| Your assignment |
Your response should consist solely of the records, written out exactly.

*** Opening of Provided data ***

PR #2753, opened 2023-04-11
#2670 interactive message bug fix

### LINKED ISSUE #2670: Interactive Message: Context message text
**Describe the bug**
When sending an interactive template message using a dynamic interactive message the message is sent, and when the user replies by clicking the button, the context message shown is an unparsed message 

**Screenshots**
Chat screen

image

**Interactive message**
image
Interactive message in flow
image

mohitgusain:
#2670 

1. Parse message body for the sheet interactive messages

**Note** - After fixed added, I checked all the interactive messages and working fine

### DIFF
--- a/lib/glific/flows/contact_action.ex
+++ b/lib/glific/flows/contact_action.ex
@@ -92,7 +92,7 @@ defmodule Glific.Flows.ContactAction do
 
     with {false, context} <- has_loops?(context, body, messages) do
       attrs = %{
-        body: body,
+        body: MessageVarParser.parse(body, message_vars),
         uuid: action.node_uuid,
         type: interactive_content["type"],
         receiver_id: cid,


lib/glific/flows/contact_action.ex
```diff
@@ -92,7 +92,7 @@ defmodule Glific.Flows.ContactAction do
 
     with {false, context} <- has_loops?(context, body, messages) do
       attrs = %{
-        body: body,
+        body: MessageVarParser.parse(body, message_vars),
```
pankaj-ag, line 95: @mohitgusain are you sure this is the fix ? Because I think we are changing the body in the create_and_send_message function also.

Please confirm and explain that and then we can merge.

pankaj-ag (changes requested):

lib/glific/flows/contact_action.ex
mohitgusain: yes @pankaj-ag I am sure about the fix. While using the inactive message from the sheet, the body was not saved into the DB table in the correct format. In the body, the variable was getting saved into DB. Attaching a screenshot for reference.

image

pankaj-ag: Okay let's chat about this

pankaj-ag (approved):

*** Close of Provided data ***

| Answer below |
PR #2753, opened 2023-04-11
#2670 interactive message bug fix

### LINKED ISSUE #2670: Interactive Message: Context message text
**Describe the bug**
When sending an interactive template message using a dynamic interactive message the message is sent, and when the user replies by clicking the button, the context message shown is an unparsed message 

**Screenshots**
Chat screen

image

**Interactive message**
image
Interactive message in flow
image

mohitgusain:
#2670 

1. Parse message body for the sheet interactive messages

**Note** - After fixed added, I checked all the interactive messages and working fine

### DIFF
--- a/lib/glific/flows/contact_action.ex
+++ b/lib/glific/flows/contact_action.ex
@@ -92,7 +92,7 @@ defmodule Glific.Flows.ContactAction do
 
     with {false, context} <- has_loops?(context, body, messages) do
       attrs = %{
-        body: body,
+        body: MessageVarParser.parse(body, message_vars),
         uuid: action.node_uuid,
         type: interactive_content["type"],
         receiver_id: cid,


lib/glific/flows/contact_action.ex
```diff
@@ -92,7 +92,7 @@ defmodule Glific.Flows.ContactAction do
 
     with {false, context} <- has_loops?(context, body, messages) do
       attrs = %{
-        body: body,
+        body: MessageVarParser.parse(body, message_vars),
```
pankaj-ag, line 95: @mohitgusain are you sure this is the fix ? Because I think we are changing the body in the create_and_send_message function also.

Please confirm and explain that and then we can merge.

pankaj-ag (changes requested):

lib/glific/flows/contact_action.ex
mohitgusain: yes @pankaj-ag I am sure about the fix. While using the inactive message from the sheet, the body was not saved into the DB table in the correct format. In the body, the variable was getting saved into DB. Attaching a screenshot for reference.

image

pankaj-ag: Okay let's chat about this

pankaj-ag (approved):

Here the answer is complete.